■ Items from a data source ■

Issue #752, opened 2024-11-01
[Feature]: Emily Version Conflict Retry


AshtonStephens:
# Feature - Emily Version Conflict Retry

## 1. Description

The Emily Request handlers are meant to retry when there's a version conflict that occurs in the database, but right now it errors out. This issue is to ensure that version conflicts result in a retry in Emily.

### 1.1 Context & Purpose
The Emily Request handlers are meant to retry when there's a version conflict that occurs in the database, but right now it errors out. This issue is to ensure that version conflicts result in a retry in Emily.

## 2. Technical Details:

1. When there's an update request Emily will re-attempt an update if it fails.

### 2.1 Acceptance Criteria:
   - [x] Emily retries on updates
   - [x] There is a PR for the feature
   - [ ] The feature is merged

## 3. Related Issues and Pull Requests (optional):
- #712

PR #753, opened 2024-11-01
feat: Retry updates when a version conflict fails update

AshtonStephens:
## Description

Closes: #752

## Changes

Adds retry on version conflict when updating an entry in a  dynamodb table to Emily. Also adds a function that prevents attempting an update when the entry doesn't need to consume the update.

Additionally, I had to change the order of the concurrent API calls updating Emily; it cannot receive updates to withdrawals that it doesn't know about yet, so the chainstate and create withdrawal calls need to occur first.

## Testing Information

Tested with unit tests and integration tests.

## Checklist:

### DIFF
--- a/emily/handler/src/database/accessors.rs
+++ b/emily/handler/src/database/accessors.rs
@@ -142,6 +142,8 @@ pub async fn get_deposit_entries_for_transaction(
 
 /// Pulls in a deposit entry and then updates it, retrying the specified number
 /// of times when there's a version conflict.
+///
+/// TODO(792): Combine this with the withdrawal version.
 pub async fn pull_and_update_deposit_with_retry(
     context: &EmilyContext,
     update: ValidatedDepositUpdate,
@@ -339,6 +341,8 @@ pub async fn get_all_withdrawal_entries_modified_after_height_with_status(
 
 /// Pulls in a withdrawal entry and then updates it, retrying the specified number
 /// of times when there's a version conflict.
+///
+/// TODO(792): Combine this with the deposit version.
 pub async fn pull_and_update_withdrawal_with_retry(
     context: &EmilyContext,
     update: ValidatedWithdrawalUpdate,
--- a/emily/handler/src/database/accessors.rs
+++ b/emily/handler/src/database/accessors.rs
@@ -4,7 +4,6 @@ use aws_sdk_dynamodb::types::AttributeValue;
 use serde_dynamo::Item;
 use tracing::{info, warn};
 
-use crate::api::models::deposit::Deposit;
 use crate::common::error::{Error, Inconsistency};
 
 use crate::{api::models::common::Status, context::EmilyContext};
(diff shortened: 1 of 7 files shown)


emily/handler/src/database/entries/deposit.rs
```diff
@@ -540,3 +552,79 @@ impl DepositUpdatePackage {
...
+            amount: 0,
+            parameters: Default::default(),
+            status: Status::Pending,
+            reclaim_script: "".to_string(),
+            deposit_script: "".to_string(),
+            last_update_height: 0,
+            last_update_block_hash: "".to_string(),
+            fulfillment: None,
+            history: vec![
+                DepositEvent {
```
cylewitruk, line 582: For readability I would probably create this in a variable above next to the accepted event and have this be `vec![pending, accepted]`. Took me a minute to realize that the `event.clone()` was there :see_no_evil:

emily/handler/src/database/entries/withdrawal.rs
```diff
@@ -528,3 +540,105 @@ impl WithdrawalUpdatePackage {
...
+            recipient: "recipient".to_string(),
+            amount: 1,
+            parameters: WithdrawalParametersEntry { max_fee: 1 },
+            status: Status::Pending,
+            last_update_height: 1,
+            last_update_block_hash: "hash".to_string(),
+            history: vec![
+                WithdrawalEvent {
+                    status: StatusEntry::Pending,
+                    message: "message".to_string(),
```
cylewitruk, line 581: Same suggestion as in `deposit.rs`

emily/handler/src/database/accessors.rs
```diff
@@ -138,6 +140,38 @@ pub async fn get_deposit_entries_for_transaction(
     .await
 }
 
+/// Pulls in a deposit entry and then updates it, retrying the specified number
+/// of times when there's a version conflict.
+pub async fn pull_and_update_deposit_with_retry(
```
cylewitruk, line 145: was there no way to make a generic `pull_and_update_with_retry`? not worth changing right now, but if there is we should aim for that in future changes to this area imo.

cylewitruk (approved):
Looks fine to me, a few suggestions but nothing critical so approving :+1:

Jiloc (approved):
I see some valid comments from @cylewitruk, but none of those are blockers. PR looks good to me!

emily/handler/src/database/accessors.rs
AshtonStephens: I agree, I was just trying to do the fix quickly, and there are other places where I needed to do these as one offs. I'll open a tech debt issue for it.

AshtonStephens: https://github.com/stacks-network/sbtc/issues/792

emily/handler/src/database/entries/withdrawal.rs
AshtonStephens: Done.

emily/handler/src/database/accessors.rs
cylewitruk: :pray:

--

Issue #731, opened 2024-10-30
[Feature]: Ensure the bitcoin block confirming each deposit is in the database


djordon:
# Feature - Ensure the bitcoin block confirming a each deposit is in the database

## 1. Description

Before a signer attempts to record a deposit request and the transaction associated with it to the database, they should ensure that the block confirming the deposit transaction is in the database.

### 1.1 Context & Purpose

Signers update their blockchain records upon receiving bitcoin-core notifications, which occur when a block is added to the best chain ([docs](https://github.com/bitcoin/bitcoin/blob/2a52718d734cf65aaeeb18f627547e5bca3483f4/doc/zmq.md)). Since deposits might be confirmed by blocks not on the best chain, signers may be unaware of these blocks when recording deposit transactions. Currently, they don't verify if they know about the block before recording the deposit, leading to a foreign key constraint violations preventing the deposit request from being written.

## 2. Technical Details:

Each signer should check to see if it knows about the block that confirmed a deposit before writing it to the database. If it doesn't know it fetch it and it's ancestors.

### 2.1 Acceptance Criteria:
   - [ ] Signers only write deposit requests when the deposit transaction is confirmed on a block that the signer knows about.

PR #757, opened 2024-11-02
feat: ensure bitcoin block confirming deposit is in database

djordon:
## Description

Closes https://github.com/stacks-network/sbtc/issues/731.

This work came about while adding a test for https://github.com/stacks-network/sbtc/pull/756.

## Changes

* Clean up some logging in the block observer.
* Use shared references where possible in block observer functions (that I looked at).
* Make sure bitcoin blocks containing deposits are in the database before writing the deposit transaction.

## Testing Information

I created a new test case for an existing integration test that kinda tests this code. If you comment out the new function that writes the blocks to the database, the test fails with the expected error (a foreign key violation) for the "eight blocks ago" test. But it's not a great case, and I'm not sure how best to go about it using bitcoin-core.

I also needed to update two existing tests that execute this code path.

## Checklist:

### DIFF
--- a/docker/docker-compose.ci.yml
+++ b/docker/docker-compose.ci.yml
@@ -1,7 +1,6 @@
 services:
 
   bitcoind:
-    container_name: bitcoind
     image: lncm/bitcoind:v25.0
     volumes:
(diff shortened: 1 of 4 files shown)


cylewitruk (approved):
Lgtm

■ Directions for this task ■
Find "tests" in the preceding records. Copy each line that holds it.

■ Solution below ■
Tested with unit tests and integration tests.
I created a new test case for an existing integration test that kinda tests this code. If you comment out the new function that writes the blocks to the database, the test fails with the expected error (a foreign key violation) for the "eight blocks ago" test. But it's not a great case, and I'm not sure how best to go about it using bitcoin-core.
I also needed to update two existing tests that execute this code path.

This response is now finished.